By this fall, there will be great buzz about new and powerful services such as Google Voice and Google Wave. The ability, aided by machine translation, to "speak foreign languages" will be another great leap in lower cost importation of goods and top price for US exporters of goods. By next spring it will be obvious to most that a huge savings of resources is in the works, as a result of electronic reader newspapers, books and mail.

Finally, the implication of $10 oil is that this recession is actually the beginning of a great depression and reality is that the third quarter will be a strong economic quarter in most nations around the world. The recession is over. There are scores of indicators showing the recession is over, perhaps the most powerful one is that prognosticators are going way out on a limb to suggest that oil is headed to $10.

 
At 7/13/2009 4:43 PM, Anonymous Γερώνυμος Αμάτι Nώνυμος said...

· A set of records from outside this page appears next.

PR #826, opened 2026-09-21
(MED-248) fix(meta-ads): namespace creative preview cache by account 

FFFLAREEE:
## Summary
- Scope Meta creative preview cache keys by `meta_creative_id` + ad account so cross-account platform IDs cannot collide, with preview fetch moved into a thin service layer and covered by pytest.
- Clear frontend preview state when the selected ad account changes (Creatives / Ads hierarchy) and reset VideoModal media on close to avoid stale preview UI.
- Add a CI-safe mocked Playwright project (`meta-ads-mock`) that verifies account A → B switch does not reopen account A preview markers.

## Test plan
- [ ] `docker compose -p mediajira-v2 -f docker-compose.dev.yml exec backend pytest backend/utils/tests/test_ad_preview_cache_keys.py backend/meta_ads/test_creative_preview_cache.py`
- [ ] `docker compose -p mediajira-v2 -f docker-compose.dev.yml exec -e E2E_USE_EXISTING_SERVER=1 -e BASE_URL=http://nginx:80 frontend npx playwright test --project=meta-ads-mock --retries=0`
- [ ] Manual: open Meta Ads creatives preview on account A, close, switch to account B, reopen preview — confirm B content (not A).
- [ ] Confirm Google Ads is out of scope for this ticket.

Made with [Cursor](https://cursor.com)


quanwangniuniu (changes requested):
Here are 7 issues I’d block on before merging this PR, with the reason each one has to be fixed.

1. The new cache helper is imported from `utils.ad_preview_cache_keys`, but that helper is not present in the repo tree I inspected, and the import would fail at runtime if it isn’t added in the same PR.
- Why fix it: this is a hard runtime break. The service will crash on import before any preview logic runs, which makes the feature unusable.
- Risk: import-time failure, production outage in the preview endpoint, and CI failures if the file isn’t actually included.

2. The cache key scheme is still not fully invalidation-safe.
- Why fix it: caching by `platform + account_id + creative_id + variant` helps with cross-account collisions, but it does not protect against stale preview data after the creative is edited, re-linked to a different ad, or its asset metadata changes.
- Risk: users can see old iframe HTML or stale thumbnails even after the underlying creative changed, which is a correctness bug and a customer-facing trust issue.

3. The preview lookup trusts the first ad returned by `creative.ads.order_by("-updated_at").first()`.
- Why fix it: a creative can legitimately be linked to multiple ads over time, and the most recently updated ad may not be the one the user is currently viewing or expecting.
- Risk: preview can render for the wrong ad or wrong account, especially during sync races or after a creative is re-used or migrated. That creates wrong preview data and cross-account confusion.

4. The code silently tolerates a missing/empty iframe source instead of failing the request.
- Why fix it: `re.search(r'src="([^"]+)"', body)` can fail, and when it does, `iframe_src` becomes an empty string while the function still returns a valid-looking payload.
- Risk: the API responds with a “successful” payload that cannot actually render a preview. That produces broken UI and makes the error impossible to diagnose from the backend response.

5. The HTML parsing is too brittle for Meta’s real payloads.
- Why fix it: Meta preview HTML is not guaranteed to use exactly `src="..."` with double quotes. It can also come back in other forms, with extra attributes, or encoded markup.
- Risk: valid previews will randomly fail if the response format changes even slightly. This is a classic “works in one payload, breaks in production” bug.

6. The cache bypasses any validation of the payload before returning it.
- Why fix it: the code does `cache.get(key)` and returns the object immediately, with no check that it still matches the current creative, account, or ad format. If the cache is stale or poisoned, there is no safe guard.
- Risk: stale or mismatched preview content can be served to the wrong user or the wrong selection state. This is especially dangerous in multi-account interfaces.

7. There is no invalidation path when the account context changes or the preview is closed and reopened.
- Why fix it: the PR adds account-scoped cache keys, but the app still has to ensure old preview state is not retained in the frontend or reused across account switches. If the backend cache is reused across sessions or stale UI state remains, you still get wrong content.
- Risk: users can switch from account A to account B and accidentally still see A’s preview, which is exactly the kind of bug that triggers support tickets and compliance concerns.

FFFLAREEE:
> Here are 7 issues I’d block on before merging this PR, with the reason each one has to be fixed.
> 
> 1. The new cache helper is imported from `utils.ad_preview_cache_keys`, but that helper is not present in the repo tree I inspected, and the import would fail at runtime if it isn’t added in the same PR.
> 
> * Why fix it: this is a hard runtime break. The service will crash on import before any preview logic runs, which makes the feature unusable.
> * Risk: import-time failure, production outage in the preview endpoint, and CI failures if the file isn’t actually included.
> 
> 2. The cache key scheme is still not fully invalidation-safe.
> 
> * Why fix it: caching by `platform + account_id + creative_id + variant` helps with cross-account collisions, but it does not protect against stale preview data after the creative is edited, re-linked to a different ad, or its asset metadata changes.
> * Risk: users can see old iframe HTML or stale thumbnails even after the underlying creative changed, which is a correctness bug and a customer-facing trust issue.
> 
> 3. The preview lookup trusts the first ad returned by `creative.ads.order_by("-updated_at").first()`.
> 
> * Why fix it: a creative can legitimately be linked to multiple ads over time, and the most recently updated ad may not be the one the user is currently viewing or expecting.
> * Risk: preview can render for the wrong ad or wrong account, especially during sync races or after a creative is re-used or migrated. That creates wrong preview data and cross-account confusion.
> 
> 4. The code silently tolerates a missing/empty iframe source instead of failing the request.
> 
> * Why fix it: `re.search(r'src="([^"]+)"', body)` can fail, and when it does, `iframe_src` becomes an empty string while the function still returns a valid-looking payload.
> * Risk: the API responds with a “successful” payload that cannot actually render a preview. That produces broken UI and makes the error impossible to diagnose from the backend response.
> 
> 5. The HTML parsing is too brittle for Meta’s real payloads.
> 
> * Why fix it: Meta preview HTML is not guaranteed to use exactly `src="..."` with double quotes. It can also come back in other forms, with extra attributes, or encoded markup.
> * Risk: valid previews will randomly fail if the response format changes even slightly. This is a classic “works in one payload, breaks in production” bug.
> 
> 6. The cache bypasses any validation of the payload before returning it.
> 
> * Why fix it: the code does `cache.get(key)` and returns the object immediately, with no check that it still matches the current creative, account, or ad format. If the cache is stale or poisoned, there is no safe guard.
> * Risk: stale or mismatched preview content can be served to the wrong user or the wrong selection state. This is especially dangerous in multi-account interfaces.
> 
> 7. There is no invalidation path when the account context changes or the preview is closed and reopened.
> 
> * Why fix it: the PR adds account-scoped cache keys, but the app still has to ensure old preview state is not retained in the frontend or reused across account switches. If the backend cache is reused across sessions or stale UI state remains, you still get wrong content.
> * Risk: users can switch from account A to account B and accidentally still see A’s preview, which is exactly the kind of bug that triggers support tickets and compliance concerns.

Thanks for the detailed review. I checked each point against the current branch and the scope of MED-248: namespace creative preview cache keys by ad account so identical platform creative IDs cannot collide across accounts.

### Changes made following this review

* An empty or missing `iframe_src` now returns `502` with code `missing_iframe_src`, and the invalid payload is not cached.
* The `src` parser now accepts single or double quotes and optional whitespace around `=`.

### Already included in the PR

* `backend/utils/ad_preview_cache_keys.py` and its tests.
* Frontend preview state is cleared when `adAccountId` changes.
* `VideoModal` clears its in-memory preview when closed.
* Playwright covers the user-visible A → B account-switch flow without leftover A content.

### Follow-up areas outside the stated MED-248 acceptance criteria

* Edit/sync-time cache invalidation.
* Selecting a specific linked ad from the client.
* Additional validation of cached payload contents.

---

### 1. Missing `utils.ad_preview_cache_keys`

The helper is included in this PR at:

* `backend/utils/ad_preview_cache_keys.py`
* `backend/utils/tests/test_ad_preview_cache_keys.py`

`get_creative_preview` imports this helper, and pytest covers key construction and cross-account isolation.

If the file was missing from the inspected tree, please pull the latest version of `fix/MED-248-namespace-creative-preview-cache-keys`. The import succeeds on the current branch.

### 2. Cache key is not fully invalidation-safe

Agreed: a key containing `platform + account_id + creative_id + variant` does not invalidate immediately when a creative is edited, re-linked, or updated during sync.

MED-248 addresses cross-account key collisions. Edit/sync-time invalidation is not part of the stated acceptance criteria and requires a separate lifecycle decision, such as:

* including a version or update timestamp in the key; or
* deleting relevant keys when creative data is updated.

Entries currently expire after one hour through:

```python
CREATIVE_PREVIEW_CACHE_TTL_SECONDS = 3600
```

The ticket explicitly excludes server-side TTL tuning. I suggest tracking edit/sync-time invalidation as a follow-up rather than making it a blocker for the account namespacing change.

### 3. Preview uses `creative.ads.order_by("-updated_at").first()`

Meta’s preview endpoint is `/{ad_id}/previews`, so the service must select a linked ad.

The current frontend request only supplies the creative ID:

```text
GET /creatives/{id}/video_source/
```

Even when the preview is opened from the campaign hierarchy, the frontend passes `ad.creative.id` and does not send the selected ad ID.

The “latest linked ad by `updated_at`” rule already existed in the view. This PR moved that logic into the service while keeping its existing behavior.

Previewing the exact ad selected by the user would require an API and UI change: the client would need to pass a `meta_ad_id`, and the backend would need to validate that it belongs to the requested creative and accessible account. I suggest handling that separately from MED-248.

### 4. Empty `iframe_src` returned 200

Fixed.

`VideoModal` renders `iframe_src`; it does not render `iframe_html`. Previously, an empty `iframe_src` returned `200`, displayed “No preview data available,” and was cached for one hour.

The service now fails before `cache.set()` when the extracted source is missing or blank:

* status: `502`
* code: `missing_iframe_src`
* invalid payload: not cached

Tests now verify that:

* the service raises `CreativePreviewError`;
* the API view returns `502` with `missing_iframe_src`;
* the failed result is absent from cache; and
* a later valid Graph response succeeds, confirming that the failure did not poison the cache.

### 5. HTML parsing was too brittle

Hardened for the formats raised in the review.

The parser now accepts single or double quotes and optional whitespace around `=`:

```python
src\s*=\s*["']([^"']+)["']
```

This supports:

```html
src="..."
src='...'
src = "..."
src = '...'
```

Meta’s preview body is expected to contain a single iframe. If no usable source is found, the service now fails closed with the `502` described in point 4.

A full DOM parser and explicit iframe-element selection would be a broader hardening change. If real Meta payloads demonstrate that this is needed, it can be handled separately.

### 6. Cache hit returns the payload without re-validation

The cache key is now:

```text
ad_creative_preview:meta:{account_id}:{meta_creative_id}:{ad_format}
```

It binds the entry to the platform, account, platform creative ID, and preview format. This removes the cross-account collision targeted by MED-248.

Re-validating fields such as `creative_id` and `ad_format` inside the cached payload could provide additional defence against malformed or incorrectly written cache entries. However, it would not detect stale preview HTML after an edit because the account, creative ID, and format would still match. That belongs to the edit/sync-time invalidation concern in point 2.

The cache is intentionally shared by users who are authorised to access the same ad account. Authorisation still occurs before the service call through:

```python
ad_account_id__in=_accessible_ad_accounts_for_user(request.user)
```

### 7. No invalidation when the account changes or the modal closes

The frontend state handling is already implemented:

* `CreativesPanel` and `CampaignHierarchyTable` clear `previewCreativeId` and the preview title when `adAccountId` changes.
* `VideoModal` clears its in-memory preview when it is closed or has no creative ID, preventing the previous iframe from flashing when reopened.

The Playwright test covers the user flow supported by the full-screen modal:

```text
open account A preview
→ close the modal
→ switch to account B
→ reopen the preview
→ show the B marker only
```

It confirms that the A marker and preview controls are absent after switching and that reopening shows only B’s content.

The component code enforces the account-change reset. The E2E covers the visible close/switch/reopen workflow. Backend entries remain separated by account until their TTL expires, so account B cannot reuse account A’s cache key.

quanwangniuniu (approved):
Good fix@!

PR #827, opened 2026-09-21
MED-274: Custom KPI builder with formula editor

zizhenliu0427:
## Summary

Implements MED-274 — custom KPI builder with formula editor. Users can define project-scoped KPIs with formulas (e.g. `revenue / spend`, `clicks / impressions * 100`) that evaluate against the project's Meta Insights warehouse data. The formulas reuse the existing spreadsheet formula engine via a new identifier resolver hook.

- **Formula engine extension** — `formula_engine.py` gains an optional `identifier_resolver` callback and underscore-aware tokenizer, so metric names like `landing_page_views` resolve as variables instead of raising `#REF!`. The hook is opt-in: every new branch is gated on a resolver being passed, so sheets — which pass none — behave exactly as before, confirmed by the existing engine tests still passing unchanged.
- **KPI registry** — new `kpi_registry.py` provides formula validation (length, token-count and nesting-depth limits, cell-reference rejection, unknown metric/function detection, plus a probe parse that rejects structurally broken formulas like `revenue /` before they can be saved), metric resolution from `MetaInsightDaily`, and evaluation. The sandbox is structural rather than a denylist: the engine is a hand-written recursive-descent parser with no `eval`/`exec`, so a formula can only ever produce a number, string, boolean or error code. A `#NODATA` error code distinguishes empty warehouse data from genuine formula faults.
- **Backend CRUD + preview** — `CustomKPI` model with project FK and unique name constraint, four serializers, four views (list/create, detail, preview, metric catalog), migration 0004.
- **Frontend builder UI** — `CustomKPIPanel` on the Overview dashboard with `KPIBuilderDialog` (create/edit) and `FormulaEditor` (CodeMirror 6 with metric autocomplete, single-line enforcement, inline error display, 400ms debounced live preview).

## Files Changed

(28 files; key areas)

- **`backend/spreadsheet/formula_engine.py`** — `IdentifierResolver` hook + underscore-aware tokenizer
- **`backend/report/`** — new `kpi_registry.py` (metric catalog, formula sandbox, evaluation); `CustomKPI` model + migration 0004; 4 serializers, 4 views, 4 routes
- **`backend/report/tests/`** — `test_kpi_registry.py` + `test_kpi_api.py` + `conftest.py`
- **`frontend/src/components/dashboard/kpi/`** — new `CustomKPIPanel`, `KPIBuilderDialog`, `FormulaEditor` (CodeMirror 6), `kpiErrors.ts`, `formatKPIValue.ts`
- **`frontend/src/lib/api/reportApi.ts`** + **`frontend/src/types/report.ts`** — KPI API client + types
- **`frontend/src/components/overview/OverviewContent.tsx`** — mount `<CustomKPIPanel />`
- **`frontend/src/components/ui/select.tsx`** — shared primitive: `SelectContent` z-50 → z-[10001]. It portals to `<body>`, so under the z-[10000] dialog layer every `Select` inside a `Dialog` opened behind the overlay and could not be clicked. Also fixes `SlackIntegrationModal`
- **`backend/meta_ads/management/commands/seed_meta_insights.py`** — local-only command to seed fake `MetaInsightDaily` rows, since the dev warehouse is empty and KPIs otherwise have nothing to show
- **`frontend/e2e/reporting/kpi-builder.spec.ts`** — 8 Playwright tests

**Build fixes (6 files, pre-existing, not KPI-related — see note below)**

## Note on Build Fixes

This PR includes fixes to 6 pre-existing files that are unrelated to the KPI feature. They were necessary to run the Playwright E2E tests:

> Playwright requires a working build → `npm run build` was already broken on `main` → `skip-step-real-session.spec.ts` had an orphaned code block that made tsc skip semantic analysis project-wide → removing it un-masked 14 real type errors across 6 other files → those had to be fixed too, or build still fails.

A parse error makes tsc report only syntactic diagnostics and skip semantic analysis for the whole program, which is why `next.config.mjs`'s "TSC errors are now 0" comment was false while `ignoreBuildErrors: false` appeared to be enforcing. The 6 files carrying errors are not the same as the 6 files edited below — the `tsconfig` bump cleared `campaignApi.test.ts` and `booking-link-manager.spec.ts`, and the `tasks-helpers.ts` fix cleared `task-parent-cycle.spec.ts`.

Every step was forced by the previous one. An alternative would have been setting `ignoreBuildErrors: true` in `next.config.mjs` temporarily, but fixing the root cause benefits everyone — `npm run build` now succeeds for the first time, and `tsc` reports genuinely 0 errors.

The fixes are isolated in their own commits (`258f5ee25` and `485a3dcde`) and can be split into a separate PR if the reviewer prefers:

- `e2e/agent/skip-step-real-session.spec.ts` — remove orphaned block
- `tsconfig.json` — `lib` ES2017 → ES2022 (for `.at()`)
- `e2e/tasks/tasks-helpers.ts` — add missing `summary` to `DraftTaskFixture` (was a latent runtime bug)
- `e2e/auth/oauth.spec.ts` — fix closure read
- `e2e/navigation/sidebar-navigation.spec.ts` — null guard
- `e2e/notification/preference-refetch-on-focus.spec.ts` — null guard

## Expected Result

- Users can create, edit, and delete custom KPIs scoped to a project.
- Formula errors (syntax, unknown metrics, and division by zero on a project that has data) are surfaced inline while typing via the 400ms debounced preview.
- A project with no warehouse rows shows "No data for this period" instead of a misleading `#DIV/0!`, rendered as neutral information rather than a red error, and the KPI stays saveable.
- Custom KPIs persist across page reloads and appear on the Overview dashboard.
- CodeMirror autocomplete suggests available metric names and formula functions.
- `npm run build` succeeds (first time on this branch — previously broken by pre-existing type errors).

## Follow-up Recommendation

- **Cross-platform metrics:** Only Meta (`MetaInsightDaily`) data is available. "Blended ROAS" across Google Ads + Meta is not achievable until Google Ads daily metrics are stored. Worth raising on the ticket.
- **Empty-project UX:** "No data for this period" is technically correct but could link to a data connection guide.
- **Cross-project KPI library:** Out of scope per ticket. A shared template system could be built later.
- **`task-parent-cycle.spec.ts`:** unstable independent of this work, verified by re-running against the pre-change files — test 75 is flaky (fails, passes on retry) and test 139 fails consistently both before and after. Test 186 was not isolated. Serial mode means one failure skips the rest, so the file rarely completes.

## Test Plan

- [x] `test_kpi_registry.py` + `test_kpi_api.py` — **67 passed** (formula sandbox, evaluation, metric resolution, CRUD, preview, access control, cross-project isolation)
- [x] `spreadsheet/tests/` — formula engine, services, cell sync and performance suites pass unchanged, confirming the resolver hook does not affect sheets
- [x] `kpi-builder.spec.ts` — **8/8 passed** (inline errors, error recovery, no-data, format dropdown, create, edit, delete)
- [x] Frontend lint — clean on all changed files
- [x] `tsc` — 0 errors (fixed pre-existing type errors)
- [x] `npm run build` — succeeds
- [x] Manual QA: create KPI `revenue / spend` → preview shows value or #NODATA → saves → persists on reload

Results recorded against commits `741cb3cc6` through `319fb8df2` on branch `feature/MED-274-kpi-builder`.

Ticket: [MED-274](https://linear.app/mediajira/issue/MED-274/reporting-custom-kpi-builder-with-formula-editor)


quanwangniuniu (changes requested):
1. **Percent-formatted KPIs are displayed with the wrong scale** — `frontend/src/components/dashboard/kpi/formatKPIValue.ts` (`formatKPIValue`)

   The `percent` format only appends `%` to the raw numeric value; it does not multiply the value by 100. For example, `clicks / impressions` evaluates to `0.025`, but the UI displays `0.03%` instead of the expected `2.5%`.

   This makes percentage KPIs misleading and can cause users to make decisions based on incorrect metrics. Either multiply percentage values by 100 in the formatter or clearly define that users must include `* 100` in every percentage formula and enforce that behavior consistently in the UI.

2. **Model validation can be bypassed because `CustomKPI.save()` does not call `full_clean()`** — `backend/report/models.py` (`CustomKPI.clean`)

   Formula validation is implemented in `clean()`, but Django does not invoke `full_clean()` automatically when `save()` is called. Any KPI created through the ORM, an admin action, a data migration, or another internal code path can therefore persist an empty, malformed, or unknown-metric formula.

   This breaks the model’s stated invariant that invalid formulas never reach the database. The validation should be enforced at every persistence boundary, for example by calling `full_clean()` in an overridden `save()` method or by ensuring all creation paths explicitly call model validation.

3. **The list endpoint computes warehouse data for projects the user cannot access** — `backend/report/views.py` (`CustomKPIListCreateView.get_serializer_context`)

   `get_queryset()` correctly limits KPIs to active project members, but `get_serializer_context()` independently resolves the raw `project` query parameter and calls `resolve_metric_values()` before checking whether that project belongs to the user’s accessible project set.

   An authenticated user can submit another project’s slug or ID and cause the server to query that project’s warehouse data. Although the current response may contain no KPI rows, this still bypasses the intended access boundary, adds unnecessary database work, and could become a data leak if the serializer or response behavior changes later. The project should be resolved and authorized once, then reused for both the queryset and metric snapshot.

4. **The preview request can report a stale result for the current formula** — `frontend/src/components/dashboard/kpi/KPIBuilderDialog.tsx` (`useEffect` debounce logic)

   The code protects against stale successful responses with `requestId`, but it does not invalidate an in-flight request when the dialog closes or when the formula is cleared. A previous request can therefore complete after the input has been emptied or the dialog has been closed and still update `preview`, `formulaError`, or `previewing`.

   This can show an error or value for a formula that is no longer in the editor and can leave stale validation state when the dialog is reopened. Increment or invalidate the request ID during cleanup and when the form is reset, and optionally cancel the request with an `AbortController`.

zizhenliu0427:
Thanks — all four are real, and all four are fixed in `82a35d0c9`. Details below, including two places where I made a judgement call rather than taking the suggested fix verbatim.

---

**1. Percent-formatted KPIs displayed with the wrong scale**

Fixed in `formatKPIValue.ts`: `percent` now scales by 100 before formatting, so `clicks / impressions` = `0.025` renders as `2.5%` instead of `0.03%`.

I took the "multiply in the formatter" option rather than "document that users must write `* 100`", because it matches what a spreadsheet's percent format does and because the alternative leaves the trap in place — a user picking Percent and writing the obvious ratio would still get a wrong number.

To make the convention explicit in the UI, as you asked: the builder now shows a hint under the Format select whenever Percent is chosen, telling the author to write the ratio itself and not to add `* 100`.

Added `src/__tests__/components/dashboard/kpi/formatKPIValue.test.ts` to lock the scaling down (0.025 → 2.5%, 0.5 → 50%, 1 → 100%), plus a case asserting `number` and `currency` are *not* scaled.

No stored KPIs were affected — there is no production data for this feature yet.

---

**2. Model validation bypassed because `save()` does not call `full_clean()`**

Correct, and worse than the code suggested: the class docstring claimed *"The formula is validated on save so a KPI that cannot be evaluated never reaches the database"*, which was simply false for any non-serializer path.

`CustomKPI.save()` now calls `self.full_clean()` before `super().save()`, and the docstring has been rewritten to state what actually happens. The API path is unaffected — the serializers still validate first and return a proper 400 with a field error, so `full_clean()` only ever fires as the backstop.

Tests: `test_orm_create_also_rejects_an_invalid_formula` creates through `CustomKPI.objects.create()` with an unknown metric, a malformed formula and a blank formula, asserting each raises and nothing is persisted; `test_orm_create_with_a_valid_formula_still_works` guards the happy path.

---

**3. List endpoint computes warehouse data for inaccessible projects**

Fixed. `get_queryset()` and `get_serializer_context()` no longer resolve the `project` parameter independently. Both now call `_requested_project_pk()`, which resolves the slug/id, checks `ProjectMember` once, caches the result on the request, and returns a `(pk, scoped)` pair. When the caller is not a member, `scoped` is `False`: the queryset becomes `none()` and no metric snapshot is built, so `resolve_metric_values()` is never reached.

One deliberate deviation: I kept the response as **200 with an empty list** rather than raising 403. Returning 403 would confirm the existence of a project the caller cannot see, and the existing API contract already returns an empty list for a project with no visible KPIs. The access boundary you identified — doing warehouse work for someone else's project — is closed either way.

`test_listing_an_unauthorized_project_does_not_touch_the_warehouse` patches `resolve_metric_values` and asserts `assert_not_called()`, since an empty response alone would not have proven the fix. `test_listing_an_authorized_project_still_aggregates` confirms the guard did not switch the normal path off.

---

**4. Stale preview result for the current formula**

Fixed. The debounce effect's cleanup now increments `requestIdRef` in addition to clearing the timer, so any request already in flight is invalidated on teardown. React runs that cleanup before the next effect, which covers all three cases you described: the formula being cleared, the dialog closing, and unmount.

I did not add an `AbortController`. The increment is sufficient for correctness — a late response is discarded before it can touch `preview`, `formulaError` or `previewing` — and it avoids threading cancellation through the shared axios client. Happy to add it if you would rather the request itself be cancelled rather than ignored; it is a small change.

---

**Verification** (against `82a35d0c9`)

- backend pytest — 73 passed (67 before, 6 new covering the above)
- `formatKPIValue` jest — 5 passed (new)
- `kpi-builder.spec.ts` Playwright — 9 passed
- `tsc --noEmit` — 0 errors
- `next lint` — clean on all changed files

quanwangniuniu (approved):
Good job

Are these 2 statements equivalent?

1. Oil will hit $20 per barrel

2. The strength of the dollar will triple.

Is oil a finite resource?
Is the dollar?


U B Judge

 
At 7/13/2009 6:09 PM, Blogger Jack Miller said...

Believe it or not, oil may not be a finite resource. Scientist only recently discovered nonillions of methanogens that are converting carbon dioxide into methane. Oil is a complex form of methane. The heat at the core of the earth may be refining more oil as we speak.

 
At 7/15/2009 9:07 PM, Blogger Unknown said...

heard of the price of oil reaching a level of $500 a barrel. These were Mat Simmons' words in interview for a brazilian financial magazine.
According to him, only this price matches the real oil supply and incentives for further research and development in technologies for new discoveries.

 
At 7/15/2009 11:28 PM, Blogger Jack Miller said...

Like I said before, people enjoy making outlandish predictions. They care more for attention than for offering useful information. For thousands of years, the real price of commodities has come down. There is no reason to believe this long term trend has been broken.

Salt was once so valuable that it was used as currency, spices were worth so much that Columbus received venture capital funding. Arrowhead shaped rocks were once prized. Aluminum has replaced much steel and now carbon is replacing aluminum. Commodity supply shortages are always relatively temporary. Wood heat was replaced by coal heat and coal heat was replaced by oil heat and oil heat is being replaced by nuclear electricity. There is enough nuclear fuel to last thousands of years.